◆ **WHAT YOU HAVE TO DO**
Look through the data below and, wherever a line carries the word "successfully", please copy that line.

>>>>>

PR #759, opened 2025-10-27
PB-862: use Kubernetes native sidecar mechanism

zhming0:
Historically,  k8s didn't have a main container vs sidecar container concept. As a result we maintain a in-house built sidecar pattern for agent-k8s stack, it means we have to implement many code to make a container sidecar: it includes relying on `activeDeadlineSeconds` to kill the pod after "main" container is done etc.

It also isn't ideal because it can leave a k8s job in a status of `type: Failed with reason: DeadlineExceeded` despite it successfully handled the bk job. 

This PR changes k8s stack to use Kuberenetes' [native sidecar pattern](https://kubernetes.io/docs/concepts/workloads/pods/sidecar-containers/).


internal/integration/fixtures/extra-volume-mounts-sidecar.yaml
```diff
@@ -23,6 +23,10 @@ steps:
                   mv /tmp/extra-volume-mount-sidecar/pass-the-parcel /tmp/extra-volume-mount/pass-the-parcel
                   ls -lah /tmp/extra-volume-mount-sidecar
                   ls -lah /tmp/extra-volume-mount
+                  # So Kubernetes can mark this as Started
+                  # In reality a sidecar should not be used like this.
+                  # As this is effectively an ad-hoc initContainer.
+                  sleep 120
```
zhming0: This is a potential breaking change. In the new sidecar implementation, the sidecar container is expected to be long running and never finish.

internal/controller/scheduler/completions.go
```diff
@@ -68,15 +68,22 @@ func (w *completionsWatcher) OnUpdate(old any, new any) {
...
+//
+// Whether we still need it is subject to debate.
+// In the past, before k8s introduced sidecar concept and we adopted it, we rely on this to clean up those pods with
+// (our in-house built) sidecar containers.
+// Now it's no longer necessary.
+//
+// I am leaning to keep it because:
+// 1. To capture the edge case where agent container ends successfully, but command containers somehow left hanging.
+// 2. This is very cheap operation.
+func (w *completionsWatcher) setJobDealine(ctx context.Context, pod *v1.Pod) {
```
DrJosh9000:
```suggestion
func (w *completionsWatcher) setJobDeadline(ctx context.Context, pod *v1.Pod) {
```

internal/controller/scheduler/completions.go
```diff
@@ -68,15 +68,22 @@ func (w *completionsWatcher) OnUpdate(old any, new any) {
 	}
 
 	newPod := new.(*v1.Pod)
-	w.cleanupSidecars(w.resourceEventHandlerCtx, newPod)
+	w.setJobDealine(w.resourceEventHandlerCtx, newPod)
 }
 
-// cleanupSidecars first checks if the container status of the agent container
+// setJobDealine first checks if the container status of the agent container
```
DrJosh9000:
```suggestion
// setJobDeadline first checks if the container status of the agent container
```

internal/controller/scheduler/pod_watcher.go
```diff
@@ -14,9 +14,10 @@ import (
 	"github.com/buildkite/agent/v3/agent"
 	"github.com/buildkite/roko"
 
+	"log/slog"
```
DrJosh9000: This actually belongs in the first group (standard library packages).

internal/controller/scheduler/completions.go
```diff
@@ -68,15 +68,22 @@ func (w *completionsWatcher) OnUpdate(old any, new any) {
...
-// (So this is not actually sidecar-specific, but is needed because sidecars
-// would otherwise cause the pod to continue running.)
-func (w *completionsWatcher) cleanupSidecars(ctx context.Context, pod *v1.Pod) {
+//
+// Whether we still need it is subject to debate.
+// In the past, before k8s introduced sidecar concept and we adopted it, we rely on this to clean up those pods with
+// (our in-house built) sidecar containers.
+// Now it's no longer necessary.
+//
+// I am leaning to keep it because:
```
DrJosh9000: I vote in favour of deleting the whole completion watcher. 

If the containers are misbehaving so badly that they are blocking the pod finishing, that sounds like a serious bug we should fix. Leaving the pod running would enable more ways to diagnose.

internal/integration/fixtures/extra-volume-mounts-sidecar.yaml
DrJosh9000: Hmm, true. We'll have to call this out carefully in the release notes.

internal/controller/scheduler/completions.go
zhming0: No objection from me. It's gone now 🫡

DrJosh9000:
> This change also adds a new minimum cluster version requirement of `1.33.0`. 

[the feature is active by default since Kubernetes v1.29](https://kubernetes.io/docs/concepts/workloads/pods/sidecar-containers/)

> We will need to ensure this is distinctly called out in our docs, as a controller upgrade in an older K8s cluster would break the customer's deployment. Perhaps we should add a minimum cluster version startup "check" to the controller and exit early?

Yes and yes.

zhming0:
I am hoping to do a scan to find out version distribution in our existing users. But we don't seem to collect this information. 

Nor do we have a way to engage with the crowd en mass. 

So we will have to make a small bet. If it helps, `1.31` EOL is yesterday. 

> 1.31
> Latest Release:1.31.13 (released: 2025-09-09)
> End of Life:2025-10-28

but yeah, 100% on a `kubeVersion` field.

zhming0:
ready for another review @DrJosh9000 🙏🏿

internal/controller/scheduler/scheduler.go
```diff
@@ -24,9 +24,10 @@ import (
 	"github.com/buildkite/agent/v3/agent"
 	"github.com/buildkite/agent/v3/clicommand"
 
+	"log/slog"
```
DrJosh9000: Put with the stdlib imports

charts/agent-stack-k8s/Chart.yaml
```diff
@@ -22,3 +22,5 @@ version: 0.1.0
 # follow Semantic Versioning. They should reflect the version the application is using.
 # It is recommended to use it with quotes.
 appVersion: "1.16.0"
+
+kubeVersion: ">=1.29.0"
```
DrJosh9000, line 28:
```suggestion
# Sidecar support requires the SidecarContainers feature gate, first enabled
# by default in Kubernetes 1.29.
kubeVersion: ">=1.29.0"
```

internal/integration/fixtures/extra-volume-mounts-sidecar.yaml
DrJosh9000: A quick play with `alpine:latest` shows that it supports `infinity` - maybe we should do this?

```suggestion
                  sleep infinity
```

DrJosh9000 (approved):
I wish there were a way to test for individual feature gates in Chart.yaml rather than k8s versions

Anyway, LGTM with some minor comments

<<<<<

◆ **EXPECTED OUTPUT**
It also isn't ideal because it can leave a k8s job in a status of `type: Failed with reason: DeadlineExceeded` despite it successfully handled the bk job. 
+// 1. To capture the edge case where agent container ends successfully, but command containers somehow left hanging.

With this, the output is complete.